DIRECTIONS -
Collect every line in the records below that contains the word "java".

PROVIDED DATA -
PR #111, opened 2026-07-13
feat: write storage item node

mobaetzel:
# Description
This pull request introduces the automated process element "Write document to storage provider," enabling modelers to export and archive documents to external systems outside of Gover. The implementation includes configurable attributes for selecting the storage provider and specifying the file and target path. By utilizing this generic storage provider interface, we establish a unified approach that eliminates the future need to develop and maintain individual process elements for specific e-file systems.

# Ticket
- OP#270


backend/src/main/java/de/aivot/gover/backend/plugins/core/v1/nodes/actions/StoreAttachmentSetActionNodeV1.java
danielkratz, line 1: This node might be named in a way that is semantically suboptimal. Ultimately, the node is about storing data on an external storage provider. However, the emphasis of the name is on the storage of attachment sets. This somewhat misrepresents the intent.

backend/src/main/java/de/aivot/gover/backend/plugins/core/v1/nodes/actions/StoreAttachmentSetActionNodeV1.java
```diff
@@ -0,0 +1,1047 @@
...
+    public static class AttachmentSetStorageConfig {
+        public static final String ATTACHMENT_SET_DATA_KEYS_FIELD_ID = "attachment_set_data_keys";
+        public static final String STORAGE_PATH_FIELD_ID = "storage_path";
+        public static final String IGNORE_EMPTY_ATTACHMENT_SET_FIELD_ID = "ignore_empty_attachment_set";
+        public static final String CUSTOMIZE_FILE_NAME_FIELD_ID = "customize_file_name";
+        public static final String FILE_NAME_FIELD_ID = "file_name";
+
+        @InputElementPOJOBinding(id = ATTACHMENT_SET_DATA_KEYS_FIELD_ID, type = ElementType.ProcessInstanceAttachmentSetSelect, properties = {
+                @ElementPOJOBindingProperty(key = "label", strValue = "Anlagensatz"),
+                @ElementPOJOBindingProperty(key = "hint", strValue = "Anlagensatz der Prozessinstanz, dessen Anhänge gespeichert werden sollen."),
```
danielkratz, line 1004: As far as I know, when communicating with users, we don't use the term “Prozessinstanz” but rather “Vorgang.” I'll create an issue to have this updated in the few places where it's currently written that way.

backend/src/main/java/de/aivot/gover/backend/plugins/form/v1/nodes/FormTriggerNodeV1.java
```diff
@@ -32,32 +41,49 @@
...
+import java.io.IOException;
+import java.net.URISyntaxException;
 import java.util.*;
 
 @Component
 public class FormTriggerNodeV1 implements ProcessNodeDefinition<FormTriggerConfigV1>, PluginComponent {
     public static final String NODE_KEY = "form";
     private static final String PORT_NAME = "input";
     private static final String COPY_VALUE_TEMPLATE_PATH_SEGMENT = "__copy_value__";
+    private static final String CUSTOMER_SUMMARY_FILE_NAME = "Formularausdruck.pdf";
```
danielkratz, line 63: Could we rename this file to `Formularzusammenfassung.pdf`? `Formularausdruck` is slightly misleading, as the PDF contains a summary of the submitted form data rather than a printout. The proposed name also matches the terminology already used throughout the code.

danielkratz (approved):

EXERCISE SOLUTION -
backend/src/main/java/de/aivot/gover/backend/plugins/core/v1/nodes/actions/StoreAttachmentSetActionNodeV1.java
backend/src/main/java/de/aivot/gover/backend/plugins/core/v1/nodes/actions/StoreAttachmentSetActionNodeV1.java
backend/src/main/java/de/aivot/gover/backend/plugins/form/v1/nodes/FormTriggerNodeV1.java
+import java.io.IOException;
+import java.net.URISyntaxException;
 import java.util.*;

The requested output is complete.